Dataset entries

.....

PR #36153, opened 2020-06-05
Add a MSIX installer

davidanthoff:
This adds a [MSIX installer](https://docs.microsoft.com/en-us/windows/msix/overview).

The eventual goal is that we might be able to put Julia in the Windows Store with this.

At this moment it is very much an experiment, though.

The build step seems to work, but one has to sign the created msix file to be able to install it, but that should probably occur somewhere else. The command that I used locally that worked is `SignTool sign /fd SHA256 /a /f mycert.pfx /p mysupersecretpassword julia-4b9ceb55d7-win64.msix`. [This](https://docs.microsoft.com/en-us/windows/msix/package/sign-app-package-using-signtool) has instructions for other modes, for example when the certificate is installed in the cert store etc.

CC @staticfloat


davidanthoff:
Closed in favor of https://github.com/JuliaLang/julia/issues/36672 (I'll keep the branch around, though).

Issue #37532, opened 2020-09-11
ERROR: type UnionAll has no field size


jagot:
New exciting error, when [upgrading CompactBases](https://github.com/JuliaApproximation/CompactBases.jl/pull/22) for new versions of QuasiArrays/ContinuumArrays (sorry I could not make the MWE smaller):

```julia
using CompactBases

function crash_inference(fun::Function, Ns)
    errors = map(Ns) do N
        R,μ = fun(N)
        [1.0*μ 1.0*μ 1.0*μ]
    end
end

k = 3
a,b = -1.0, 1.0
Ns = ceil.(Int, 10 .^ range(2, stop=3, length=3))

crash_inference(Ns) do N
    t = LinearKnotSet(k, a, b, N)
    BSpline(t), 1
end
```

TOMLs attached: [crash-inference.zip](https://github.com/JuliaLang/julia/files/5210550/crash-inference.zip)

.....

* [BRIEF] Copy the records above exactly as written.

* [EXERCISE RESULT]
PR #36153, opened 2020-06-05
Add a MSIX installer

davidanthoff:
This adds a [MSIX installer](https://docs.microsoft.com/en-us/windows/msix/overview).

The eventual goal is that we might be able to put Julia in the Windows Store with this.

At this moment it is very much an experiment, though.

The build step seems to work, but one has to sign the created msix file to be able to install it, but that should probably occur somewhere else. The command that I used locally that worked is `SignTool sign /fd SHA256 /a /f mycert.pfx /p mysupersecretpassword julia-4b9ceb55d7-win64.msix`. [This](https://docs.microsoft.com/en-us/windows/msix/package/sign-app-package-using-signtool) has instructions for other modes, for example when the certificate is installed in the cert store etc.

CC @staticfloat


davidanthoff:
Closed in favor of https://github.com/JuliaLang/julia/issues/36672 (I'll keep the branch around, though).

Issue #37532, opened 2020-09-11
ERROR: type UnionAll has no field size


jagot:
New exciting error, when [upgrading CompactBases](https://github.com/JuliaApproximation/CompactBases.jl/pull/22) for new versions of QuasiArrays/ContinuumArrays (sorry I could not make the MWE smaller):

```julia
using CompactBases

function crash_inference(fun::Function, Ns)
    errors = map(Ns) do N
        R,μ = fun(N)
        [1.0*μ 1.0*μ 1.0*μ]
    end
end

k = 3
a,b = -1.0, 1.0
Ns = ceil.(Int, 10 .^ range(2, stop=3, length=3))

crash_inference(Ns) do N
    t = LinearKnotSet(k, a, b, N)
    BSpline(t), 1
end
```

TOMLs attached: [crash-inference.zip](https://github.com/JuliaLang/julia/files/5210550/crash-inference.zip)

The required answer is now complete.